# [TASK DETAILS]
Lines in the records below that contain the word "else" must each be copied.

# [SOURCE MATERIAL]
PR #206, opened 2023-11-12
Further Arm7 documentation, as well as a note on FileRead limitations

adakite1:
Note: I'd appreciate advice on how I should structure this! I've looked at how the ITCM documentation is done which I guess would be the closest parallel to this but how the addresses are documented I don't quite understand.

Changed the arm7 addresses to reflect addresses after the memory map inside of the entry function as these addresses are the ones used by function calls and accessing constants.

I'm not quite sure what to name these areas, but for now I have them named as ENTRY, WRAM, and SLOW.
ENTRY is the very small chunk of code used solely for mapping the memory.
WRAM is where a lot of important functions like the irq functions, the stdlib math functions, and the arm7 main event loop reside. (Interestingly the copy seems to copy partially into the Shared WRAM instead of just into the ARM7 only WRAM)
SLOW is named as such since its the rest of arm7 that couldn't possibly fit into the WRAM and so is placed in the main memory instead.

I haven't had a chance to take a closer look at the 0x27E0000 area since most of the code I've had to work with for arm7 patching has been within the 0x37F8000 area, but given that 0xF608 is just under 64kB which is the amount of WRAM reserved specifically for arm7 (see https://problemkaputt.de/gbatek.htm#dsmemorymaps), and the 0x27E0000 area has a much larger size than the WRAM area, I think this is a good hypothesis for now.

There were also some small changes I've made:
- **[arm7]** The DSE audio engine is entirely on the arm9 and does IPC with arm7 only as a way to get the audio chip to kick in, so in this way, the arm7 just handles audio I/O with the mitsumi MM3205B sound chip, setting a few registers when called. Apparently Nintendo didn't allow anyone to touch arm7 and add stuff to it? I've changed the note on the binary description to reflect this.
- **[arm7]** While working on arm7 patches, at one point, I found a need for a __divsi3 function, and so after some fuzzing I've found __divsi3, __udivsi3, and __udivsi3_no_zero_check on arm7. They worked as intended in the patch, and appears to be identical to the arm9 version as well bar a few constant accesses. It might be possible to extrapolate some more standard library functions from here.
- **[arm9]** In early versions of adpcm streaming, I had the decoder on arm7 ipc arm9 for new ADPCM chunks since only arm9 can read nitrofs files, but when arm7 called arm9, the call would go through but after all the read parameters had been calculated and once it was time to actually read the next block from the rom, it would freeze on FileRead (this is with or without calling DataTransferInit and DataTransferStop). I was confused for a while, but noticed that the irq handler runs in the irq processor mode, not the usual SYSTEM mode where FileReads are generally done. Lo-and-behold I could get FileRead to work once again by forcing cpsr into SYSTEM mode. This corrupts states of course and crashes the game after a few seconds, but the file read itself worked. So I'm not entirely sure why, but FileRead appears to only work in some processor mode, so I've added a note on that.

### DIFF
--- a/headers/functions/arm7.h
+++ b/headers/functions/arm7.h
@@ -2,7 +2,7 @@
 #define HEADERS_FUNCTIONS_ARM7_H_
 
 void EntryArm7(void);
-void MainArm7(void);
+void NitroSpMain(void);
 int GetProcessorMode(void);
 
 #endif
--- a/headers/functions/arm7.h
+++ b/headers/functions/arm7.h
@@ -3,14 +3,6 @@
 
 void EntryArm7(void);
 void MainArm7(void);
-int ClearIrqFlag(void);
-int EnableIrqFlag(void);
-int SetIrqFlag(int new_value);
-int EnableIrqFiqFlags(void);
-int SetIrqFiqFlags(int new_value);
 int GetProcessorMode(void);
-unsigned long long __divsi3(int dividend, int divisor);
-unsigned long long __udivsi3(uint32_t dividend, uint32_t divisor);
-unsigned long long __udivsi3_no_zero_check(uint32_t dividend, uint32_t divisor);
 
 #endif
--- a/symbols/arm7.yml
+++ b/symbols/arm7.yml
@@ -1,34 +1,34 @@
 arm7:
   versions:
-    - EU-ENTRY
-    - NA-ENTRY
-    - JP-ENTRY
+    - EU
+    - NA
+    - JP
     - EU-WRAM
     - NA-WRAM
     - JP-WRAM
-    - EU-SLOW
-    - NA-SLOW
-    - JP-SLOW
+    - EU-RAM
+    - NA-RAM
+    - JP-RAM
   address:
-    EU-ENTRY: 0x2380000
-    NA-ENTRY: 0x2380000
-    JP-ENTRY: 0x2380000
+    EU: 0x2380000
+    NA: 0x2380000
+    JP: 0x2380000
     EU-WRAM: 0x37F8000
     NA-WRAM: 0x37F8000
     JP-WRAM: 0x37F8000
-    EU-SLOW: 0x27E0000
-    NA-SLOW: 0x27E0000
-    JP-SLOW: 0x27E0000
+    EU-RAM: 0x27E0000
+    NA-RAM: 0x27E0000
+    JP-RAM: 0x27E0000
   length:
-    EU-ENTRY: 0x1E8
-    NA-ENTRY: 0x1E8
-    JP-ENTRY: 0x1E8
+    EU: 0x27080    #0x1E8 long ENTRY block
+    NA: 0x27080
+    JP: 0x27080
     EU-WRAM: 0xF608
     NA-WRAM: 0xF608
     JP-WRAM: 0xF608
-    EU-SLOW: 0x17878
-    NA-SLOW: 0x17878
-    JP-SLOW: 0x17878
+    EU-RAM: 0x17878
+    NA-RAM: 0x17878
+    JP-RAM: 0x17878
   description: |-
     The ARM7 binary.
     
@@ -54,36 +54,48 @@ arm7:
         No params.
     - name: MainArm7
       address:
-        EU: 0x37F8000
-        NA: 0x37F8000
-        JP: 0x37F8000
+        EU: 0x23801E8
+        NA: 0x23801E8
+        JP: 0x23801E8
+        EU-WRAM: 0x37F8000
+        NA-WRAM: 0x37F8000
+        JP-WRAM: 0x37F8000
       description: |-
         This main function for the ARM7 subsystem. Contains the main event loop.
 
         No params.
     - name: ClearIrqFlag
       address:
-        EU: 0x37FDCEC
-        NA: 0x37FDCEC
-        JP: 0x37FDCEC
+        EU: 0x2385ED4
+        NA: 0x2385ED4
+        JP: 0x2385ED4
+        EU-WRAM: 0x37FDCEC
+        NA-WRAM: 0x37FDCEC
+        JP-WRAM: 0x37FDCEC
       description: |-
         Copy of the ARM9 function. See arm9.yml for more information.
         
         return: Old value of cpsr & 0x80 (0x80 if interrupts were disabled, 0x0 if they were already enabled)
     - name: EnableIrqFlag
       address:
-        EU: 0x37FDD00
-        NA: 0x37FDD00
-        JP: 0x37FDD00
+        EU: 0x2385EE8
+        NA: 0x2385EE8
+        JP: 0x2385EE8
+        EU-WRAM: 0x37FDD00
+        NA-WRAM: 0x37FDD00
+        JP-WRAM: 0x37FDD00
       description: |-
         Copy of the ARM9 function. See arm9.yml for more information.
         
         return: Old value of cpsr & 0x80 (0x80 if interrupts were already disabled, 0x0 if they were enabled)
     - name: SetIrqFlag
       address:
-        EU: 0x37FDD14
-        NA: 0x37FDD14
-        JP: 0x37FDD14
+        EU: 0x2385EFC
+        NA: 0x2385EFC
+        JP: 0x2385EFC
+        EU-WRAM: 0x37FDD14
+        NA-WRAM: 0x37FDD14
+        JP-WRAM: 0x37FDD14
       description: |-
         Copy of the ARM9 function. See arm9.yml for more information.
         
@@ -91,18 +103,24 @@ arm7:
         return: Old value of cpsr & 0x80 (0x80 if interrupts were disabled, 0x0 if they were enabled)
     - name: EnableIrqFiqFlags
       address:
-        EU: 0x37FDD2C
-        NA: 0x37FDD2C
-        JP: 0x37FDD2C
+        EU: 0x2385F14
+        NA: 0x2385F14
+        JP: 0x2385F14
+        EU-WRAM: 0x37FDD2C
+        NA-WRAM: 0x37FDD2C
+        JP-WRAM: 0x37FDD2C
       description: |-
         Copy of the ARM9 function. See arm9.yml for more information.
         
         return: Old value of cpsr & 0xC0 (contains the previous values of the i and f flags)
     - name: SetIrqFiqFlags
       address:
-        EU: 0x37FDD40
-        NA: 0x37FDD40
-        JP: 0x37FDD40
+        EU: 0x2385F28
+        NA: 0x2385F28
+        JP: 0x2385F28
+        EU-WRAM: 0x37FDD40
+        NA-WRAM: 0x37FDD40
+        JP-WRAM: 0x37FDD40
       description: |-
         Copy of the ARM9 function. See arm9.yml for more information.
         
@@ -110,9 +128,12 @@ arm7:
         return: Old value of cpsr & 0xC0 (contains the previous values of the i and f flags)
     - name: GetProcessorMode
       address:
-        EU: 0x37FDD58
-        NA: 0x37FDD58
-        JP: 0x37FDD58
+        EU: 0x2385F40
+        NA: 0x2385F40
+        JP: 0x2385F40
+        EU-WRAM: 0x37FDD58
+        NA-WRAM: 0x37FDD58
+        JP-WRAM: 0x37FDD58
       description: |-
         Gets the processor's current operating mode.
 
@@ -121,9 +142,9 @@ arm7:
         return: cpsr & 0x1f (the cpsr mode bits M4-M0)
     - name: __divsi3
       address:
-        EU: 0x3806BC8
-        NA: 0x3806BC8
-        JP: 0x3806BC8
+        EU-WRAM: 0x3806BC8
+        NA-WRAM: 0x3806BC8
+        JP-WRAM: 0x3806BC8
       description: |-
         Copy of the ARM9 function. See arm9.yml for more information.
         
@@ -132,9 +153,9 @@ arm7:
         return: (quotient) | (remainder << 32)
     - name: __udivsi3
       address:
-        EU: 0x3806DD4
-        NA: 0x3806DD4
-        JP: 0x3806DD4
+        EU-WRAM: 0x3806DD4
+        NA-WRAM: 0x3806DD4
+        JP-WRAM: 0x3806DD4
       description: |-
         Copy of the ARM9 function. See arm9.yml for more information.
         
@@ -143,9 +164,9 @@ arm7:
         return: (quotient) | (remainder << 32)
     - name: __udivsi3_no_zero_check
       address:
-        EU: 0x3806DDC
-        NA: 0x3806DDC
-        JP: 0x3806DDC
+        EU-WRAM: 0x3806DDC
+        NA-WRAM: 0x3806DDC
+        JP-WRAM: 0x3806DDC
       description: |-
         Copy of the ARM9 function. See arm9.yml for more information.
         
--- a/symbols/arm7.yml
+++ b/symbols/arm7.yml
@@ -1,8 +1,14 @@
 arm7:
   versions:
-    - EU
-    - NA
-    - JP
+    - EU-ENTRY
+    - NA-ENTRY
+    - JP-ENTRY
+    - EU-WRAM
+    - NA-WRAM
+    - JP-WRAM
+    - EU-SLOW
+    - NA-SLOW
+    - JP-SLOW
   address:
     EU-ENTRY: 0x2380000
     NA-ENTRY: 0x2380000
--- a/symbols/arm7.yml
+++ b/symbols/arm7.yml
@@ -35,12 +35,12 @@ arm7:
     This is the secondary binary that gets loaded when the game is launched.
     
     Speaking generally, this is the program run by the Nintendo DS's secondary ARM7TDMI CPU, which handles the audio I/O, the touch screen, Wi-Fi functions, cryptography, and more.
-
+    
     Memory map: (binary is initially loaded at 0x2380000)
     0x2380000-0x23801E8 => Contains EntryArm7 and two more methods, all related to memory mapping.
     0x23801E8-0x238F7F0 => Mapped to 0x37F8000, contains NitroSpMain and functions crucial to execution.
     0x238F7F0-0x23A7068 => Mapped to 0x27E0000, contains everything else that won't fit in the fast WRAM.
-
+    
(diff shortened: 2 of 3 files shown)


symbols/arm7.yml
```diff
@@ -1,88 +1,161 @@
...
-    - JP
+    - EU-ENTRY
+    - NA-ENTRY
+    - JP-ENTRY
+    - EU-WRAM
+    - NA-WRAM
+    - JP-WRAM
+    - EU-SLOW
+    - NA-SLOW
+    - JP-SLOW
```
UsernameFodder, line 11: Really not a fan of this. We should keep the untagged NA/EU/JP as-is, as those directly correspond to the binary itself, and its load address encoded in the cartridge header.

I think it would be a good idea to follow the same format we do for the ITCM (see `arm9/itcm.yml`), which is to record both the unmapped load address (NA/EU/JP), and the relevant mapped runtime address (-WRAM/-SLOW). Since the regions mapped to WRAM and main memory are each contiguous blocks, it would also be great if we could create subregions for them, like with the ITCM.

headers/functions/arm7.h
```diff
@@ -2,11 +2,15 @@
...
 
 void EntryArm7(void);
+void MainArm7(void);
 int ClearIrqFlag(void);
 int EnableIrqFlag(void);
 int SetIrqFlag(int new_value);
 int EnableIrqFiqFlags(void);
 int SetIrqFiqFlags(int new_value);
 int GetProcessorMode(void);
+unsigned long long __divsi3(int dividend, int divisor);
```
UsernameFodder, line 12: Hmm okay I don't think this copy-pasting from arm9 to arm7 is going to be sustainable. Can we delete the duplicate function prototypes from `arm7.h` and change the descriptions in `arm7.yml` to say something like:

```
Copy of the ARM9 function. See arm9.yml for more information.
```
?

UsernameFodder (changes requested):

symbols/arm7.yml
adakite1: So for ITCM the NA/EU/JP is unmapped initial load addr and NA-ITCM/EU-ITCM/JP-ITCM is mapped addr? Got it, I'll update it.

adakite1: Actually should I move the two later areas into separate files like `slow.yml` and `wram.yml`? I'm hesitant to do it this way because if we do this the main `arm7.yml` file is gonna be very small, the entry section only contains 3 functions solely responsible for memory mapping.

headers/functions/arm7.h
adakite1: Sure

symbols/arm7.yml
UsernameFodder: > So for ITCM the NA/EU/JP is unmapped initial load addr and NA-ITCM/EU-ITCM/JP-ITCM is mapped addr? Got it, I'll update it.

Yep, that's right. So I guess in this case there'd be _three_ different variants (e.g., NA, NA-WRAM, NA-SLOW).

(Side note, maybe we should change "-SLOW" to just "-RAM"? I think that better reflects what it actually is. We can add a description on the meanings of each region in the top-level description block)

> 

Actually should I move the two later areas into separate files like slow.yml and wram.yml? I'm hesitant to do it this way because if we do this the main arm7.yml file is gonna be very small, the entry section only contains 3 functions solely responsible for memory mapping. It would make more intuitive sense if the wram part was inside of the main file imo, and I would even say that it'd be nice to have the slow part with the wram part too, just tagged differently, but we could stick to what's done with itcm as well, that can be more straightforward in a way.

Technically we don't have to split anything out into separate files, I just think it's nice organizationally. It also means each region can have its own top-level description block (e.g., a `wram.yml` can have a description specially for ARM7 WRAM).

WRAM is fairly small, right? So is it safe to say that the majority of arm7 will reside in main memory? Maybe we could keep the entry stuff and main memory stuff in `arm7.yml`, and have a dedicated file for WRAM stuff? But if it would make more sense to keep everything in the same file for now, I think that's okay too. We can always change this later.

symbols/arm7.yml
```diff
@@ -1,88 +1,153 @@
...
-        EU: 0x2385F40
-        NA: 0x2385F40
-        JP: 0x2385F40
+        EU: 0x37FDD58
+        NA: 0x37FDD58
+        JP: 0x37FDD58
       description: |-
         Gets the processor's current operating mode.
         
-        See https://problemkaputt.de/gbatek.htm#armcpuflagsconditionfieldcond
```
UsernameFodder, line 85: Is this not applicable? Not sure why we're deleting it. It seems useful to have.

symbols/arm7.yml
adakite1: > (Side note, maybe we should change "-SLOW" to just "-RAM"? I think that better reflects what it actually is. We can add a description on the meanings of each region in the top-level description block)

Ah yeah that's a better name for it.

> WRAM is fairly small, right? So is it safe to say that the majority of arm7 will reside in main memory? Maybe we could keep the entry stuff and main memory stuff in arm7.yml, and have a dedicated file for WRAM stuff? But if it would make more sense to keep everything in the same file for now, I think that's okay too. We can always change this later.

It's true that it's only about 1/3 of the binary, but at the same time it contains some of the most important functions, like the main event loop, the interrupt setters and getters, and the ipc initialization and send/receive functions. In fact for the two arm7 patches I've done so far, in both instances I've never had to even touch the 0x27E0000 area, which makes me think it might be where functions that aren't used a ton are placed. I'll keep everything in one file for now.

symbols/arm7.yml
adakite1: Oh sorry I had to do a bunch of merge conflict resolutions lol, it must've been caught in the cross-fire.

symbols/arm7.yml
```diff
@@ -1,88 +1,153 @@
...
-    EU: 0x2380000
-    NA: 0x2380000
-    JP: 0x2380000
+    EU-ENTRY: 0x2380000
+    NA-ENTRY: 0x2380000
+    JP-ENTRY: 0x2380000
+    EU-WRAM: 0x37F8000
+    NA-WRAM: 0x37F8000
+    JP-WRAM: 0x37F8000
+    EU-SLOW: 0x27E0000
```
UsernameFodder, line 19: > I haven't had a chance to take a closer look at the 0x27E0000 area since most of the code I've had to work with for arm7 patching has been within the 0x37F8000 area, but given that 0xF608 is just under 64kB which is the amount of WRAM reserved specifically for arm7 (see https://problemkaputt.de/gbatek.htm#dsmemorymaps), and the 0x27E0000 area has a much larger size than the WRAM area, I think this is a good hypothesis for now.

Hmm, wait a second, I realized that this offset looked familiar. A long time ago I had a theory that this was the DTCM region, which I wrote down in my [EoS RAM notes](https://docs.google.com/document/d/1_Q_7BGmNx5wJtJ9iJEwlK1WITjiCcEQxE9C82RECJbg/edit#heading=h.jtqakz6si98g). IIRC, this was based on looking at raw memory in DeSmuME. What do you think of this? If you compare the bytes at 0x27E0000 to those at 0x238F7F0 (0xF7F0 relative to arm7.bin), do they really match for 0x17878 bytes? Or does the correspondence stop after 0x4000 bytes as I mentioned in my old notes?

adakite1: Interesting... let me check. Btw do you know how one can do a full memory dump in no$gba? It always says "Huh?" for me whenever I try to dump the whole thing.

AnonymousRandomPerson: I can confirm from the decomp that 0x27E0000 is the DTCM region.

symbols/arm7.yml
adakite1: > Yep, that's right. So I guess in this case there'd be three different variants (e.g., NA, NA-WRAM, NA-SLOW).

I think there's benefits to including NA-ENTRY as a separate variant as well since the area after those entry functions seem to be reused by the game for other things once the map is complete.

symbols/arm7.yml
adakite1: Interestingly, no$gba shows that 0x27E0000 contains the arm7 code I expect when I switch to nds7, but when I switch back to nds9 it shows me a different set of values, so I think the two cpus might have different memory mapped there. Although it's weird how it's the same exact address, does arm7 have something akin to DTCM? If this region is just slow memory I'm not sure why the devs picked the exact same place to load code.

symbols/arm7.yml
UsernameFodder: > I think there's benefits to including NA-ENTRY as a separate variant as well since the area after those entry functions seem to be reused by the game for other things once the map is complete.

This discussion about reuse came up back when we first added the ITCM stuff too. I think the conclusion was that we shouldn't worry about that until we discover what that memory is actually being reused for, and causing a conflict. The advantage of using the plain "NA", etc. is that it'll put all the artifacts for loading symbols in the main "NA", etc. bucket, rather than separate artifact files.

symbols/arm7.yml
UsernameFodder: > Btw do you know how one can do a full memory dump in no$gba? It always says "Huh?" for me whenever I try to dump the whole thing.

Not sure, I don't really use No$ all that much. @End45 would probably know?

> I can confirm from the decomp that 0x27E0000 is the DTCM region.

Thanks. Thinking about this more, it's kind of weird that arm7 is mapping stuff to 0x27E0000... The GBATEK memory map seems to indicate that the DTCM is ARM9-only. So it seems like arm7 should have no business touching it. Unless it's for some weird IPC stuff?

UsernameFodder: > Interestingly, no$gba shows that 0x27E0000 contains the arm7 code I expect when I switch to nds7, but when I switch back to nds9 it shows me a different set of values

Ah okay, I guess that refutes what I just said. So maybe we don't need to think about the DTCM in that case. If the code matches in arm7 mode, let's keep what you have.

adakite1: > Thanks. Thinking about this more, it's kind of weird that arm7 is mapping stuff to 0x27E0000... The GBATEK memory map seems to indicate that the DTCM is ARM9-only. So it seems like arm7 should have no business touching it. Unless it's for some weird IPC stuff?

It's still weird that it maps to 0x27E0000 in a way, but actually DTCM is separate from the 4MB of main memory right? This means that since arm9 maps 0x27E0000 to DTCM, that specific part of the main memory remains unused, which can be utilized by arm7 for placing its own code.

symbols/arm7.yml
adakite1: > This discussion about reuse came up back when we first added the ITCM stuff too. I think the conclusion was that we shouldn't worry about that until we discover what that memory is actually being reused for, and causing a conflict. The advantage of using the plain "NA", etc. is that it'll put all the artifacts for loading symbols in the main "NA", etc. bucket, rather than separate artifact files.

I see, I'll match what you guys did for ITCM for this then.

symbols/arm7.yml
UsernameFodder: > It's still weird that it maps to 0x27E0000 in a way, but actually DTCM is separate from the 4MB of main memory right? This means that since arm9 maps 0x27E0000 to DTCM, that specific part of the main memory remains unused, which can be utilized by arm7 for placing its own code.

But based on what you said earlier, it seems like arm9 and arm7 are allowed to have different views of what data is at a certain memory address (I guess they have their own memory, or there's some virtual memory thing going on?), so it seems like concerns about what memory is used shouldn't actually matter. So this still feels mysterious to me (though I don't think that should stop us from making the additions as we are here).

symbols/arm7.yml
```diff
@@ -3,55 +3,101 @@ arm7:
...
     JP: 0x2380000
+    EU-WRAM: 0x37F8000
+    NA-WRAM: 0x37F8000
+    JP-WRAM: 0x37F8000
+    EU-RAM: 0x27E0000
+    NA-RAM: 0x27E0000
+    JP-RAM: 0x27E0000
   length:
-    EU: 0x27080
+    EU: 0x27080    #0x1E8 long ENTRY block
```
UsernameFodder, line 23: Sorry, `resymgen` (the YAML transpiler this repo relies on) doesn't support YAML comments. Let's just put this in the binary description block.

symbols/arm7.yml
```diff
@@ -3,55 +3,101 @@ arm7:
...
       description: |-
-        The entrypoint for the ARM7 CPU. This is like the "main" function for the ARM7 subsystem.
+        The entrypoint for the ARM7 CPU.
         
+        Handles mapping the ARM7 binary into the various memory areas that the program will be using:
+
+        Memory map: (binary is initially loaded at 0x2380000)
+        0x2380000-0x23801E8 => Contains EntryArm7 and two more methods, all related to memory mapping.
+        0x23801E8-0x238F7F0 => Mapped to 0x37F8000, contains MainArm7 and functions crucial to execution.
+        0x238F7F0-0x23A7068 => Mapped to 0x27E0000, contains everything else that won't fit in the fast WRAM.
```
UsernameFodder, line 52: Can we move these mapping notes to the top-level binary description?

symbols/arm7.yml
adakite1: > though I don't think that should stop us from making the additions as we are here

Agreed, I just have a few more addresses that I need to calculate for unmapped.

> But based on what you said earlier, it seems like arm9 and arm7 are allowed to have different views of what data is at a certain memory address (I guess they have their own memory, or there's some virtual memory thing going on?), so it seems like concerns about what memory is used shouldn't actually matter.

I believe based on what I read [here](https://www.copetti.org/writings/consoles/nintendo-ds/) that the main memory is shared which is where I got this hypothesis, but nowhere does it really talk about the DTCM. Since it's tightly coupled, I almost think it might be hard-coded in the processor perhaps?

symbols/arm7.yml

# [RESPONSE TO THIS EXERCISE]
     0x238F7F0-0x23A7068 => Mapped to 0x27E0000, contains everything else that won't fit in the fast WRAM.
+        0x238F7F0-0x23A7068 => Mapped to 0x27E0000, contains everything else that won't fit in the fast WRAM.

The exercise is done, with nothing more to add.